▸ **Exercise directions**:
Take the entries below and return them unchanged.

◇ ◇ ◇

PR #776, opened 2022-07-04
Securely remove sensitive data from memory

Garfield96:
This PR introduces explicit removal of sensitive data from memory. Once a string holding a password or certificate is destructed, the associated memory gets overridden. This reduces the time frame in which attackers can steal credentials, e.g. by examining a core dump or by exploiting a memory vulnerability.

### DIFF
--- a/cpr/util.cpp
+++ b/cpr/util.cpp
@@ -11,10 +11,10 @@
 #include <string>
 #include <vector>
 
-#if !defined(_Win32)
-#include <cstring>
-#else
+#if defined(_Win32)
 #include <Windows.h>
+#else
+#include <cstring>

◇ ◇ ◇

▸ **Result**:
PR #776, opened 2022-07-04
Securely remove sensitive data from memory

Garfield96:
This PR introduces explicit removal of sensitive data from memory. Once a string holding a password or certificate is destructed, the associated memory gets overridden. This reduces the time frame in which attackers can steal credentials, e.g. by examining a core dump or by exploiting a memory vulnerability.

### DIFF
--- a/cpr/util.cpp
+++ b/cpr/util.cpp
@@ -11,10 +11,10 @@
 #include <string>
 #include <vector>
 
-#if !defined(_Win32)
-#include <cstring>
-#else
+#if defined(_Win32)
 #include <Windows.h>
+#else
+#include <cstring>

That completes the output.